[WHAT IS REQUIRED]
The expected answer is every line of the material that contains the word "next".

[DATA SECTION]
☆ ☆ ☆ ☆ ☆

PR #722, opened 2021-04-06
fix for advanced settings that dont use ints

meisnate12:
## Description

I was trying to change the Ratings Source Advance Setting of a Library like so:

```python
ps = PlexServer("http://192.168.1.144:32400", "notmyactualtoken", timeout=600)
plex = next((s for s in ps.library.sections() if s.title == "New Movies"), None)
plex.editAdvanced(**{"ratingsSource": "themoviedb"})
```
 
and i would get this:

```cmd
  File "C:\Users\meisn\Documents\Python\Plex Meta Manager\test.py", line 184, in <module>
    plex.editAdvanced(**{"ratingsSource": "themoviedb"})
  File "C:\Users\meisn\Documents\Python\Plex Meta Manager\venv\lib\site-packages\plexapi\library.py", line 508, in editAdvanced
    enumValues = [int(x) for x in enums]
  File "C:\Users\meisn\Documents\Python\Plex Meta Manager\venv\lib\site-packages\plexapi\library.py", line 508, in <listcomp>
    enumValues = [int(x) for x in enums]
ValueError: invalid literal for int() with base 10: 'rottentomatoes'
```

From what i can tell this is happening because all the keys from the enumValues of each setting get cast to ints, which works for most settings except ratingSource and one or two others. I just caught the ValueError and then recreated the list without casting it to int and i was able to edit the advance setting. 

## Type of change

## Checklist:

### DIFF
--- a/plexapi/library.py
+++ b/plexapi/library.py
@@ -505,7 +505,10 @@ class LibrarySection(PlexObject):
         for settingID, value in kwargs.items():
             try:
                 enums = idEnums.get(settingID)
-                enumValues = [int(x) for x in enums]
+                try:
+                    enumValues = [int(x) for x in enums]
+                except ValueError:
+                    enumValues = [x for x in enums]
             except TypeError:
                 raise NotFound('%s not found in %s' % (value, list(idEnums.keys())))
             if value in enumValues:
--- a/plexapi/library.py
+++ b/plexapi/library.py
@@ -504,14 +504,10 @@ class LibrarySection(PlexObject):
 
         for settingID, value in kwargs.items():
             try:
-                enums = idEnums.get(settingID)
-                try:
-                    enumValues = [int(x) for x in enums]
-                except ValueError:
-                    enumValues = [x for x in enums]
-            except TypeError:
+                enums = idEnums[settingID]
+            except KeyError:
                 raise NotFound('%s not found in %s' % (value, list(idEnums.keys())))
-            if value in enumValues:
+            if value in enums:
                 data[key % settingID] = value
             else:
                 raise NotFound('%s not found in %s' % (value, enums))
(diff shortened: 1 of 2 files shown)


JonnyWong16:
I think `enumValues` is completely redudnant.
```python
        for settingID, value in kwargs.items():
            try:
                enums = idEnums[settingID]
            except KeyError:
                raise NotFound('%s not found in %s' % (settingID, list(idEnums.keys())))
            if value in enums:
                data[key % settingID] = value
            else:
                raise NotFound('%s not found in %s' % (value, enums))
```

meisnate12:
so i think this was casting to int because of the advanced setting episodeSort. It's enumValues' keys are numerical but stored as strings, so Im assuming that it was in place so they could all be ints.
```python
plex = next((s for s in ps.library.sections() if s.title == "TV Shows"), None)
for s in plex.settings():
    if s.id == "episodeSort":
        print(s, s.enumValues)
```
```
<Setting:episodeSort:-1> {'-1': 'Library default', '0': 'Oldest first', '1': 'Newest first'}
```

JonnyWong16:
That's a bug that should be reported to Plex and fixed on their end. Their API lists `episodeSort` as `type="text"` instead of `int.
```xml
<Setting id="episodeSort" label="Episode sorting" summary="How to sort the episodes for this show." type="text" default="-1" value="-1" hidden="0" advanced="0" group="" enumValues="-1:Library default|0:Oldest first|1:Newest first"/>
```

meisnate12:
ok I removed the redundant variable and updated `mixins.AdvancedSettingsMixin.editAdvanced()`

JonnyWong16:
`episodeSort ` data type bug reported to Plex.

https://forums.plex.tv/t/bug-incorrect-data-type-in-api-for-tv-show-episodesort-setting/711629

☆ ☆ ☆ ☆ ☆

[RESPONSE FOR THIS EXERCISE]
plex = next((s for s in ps.library.sections() if s.title == "New Movies"), None)
plex = next((s for s in ps.library.sections() if s.title == "TV Shows"), None)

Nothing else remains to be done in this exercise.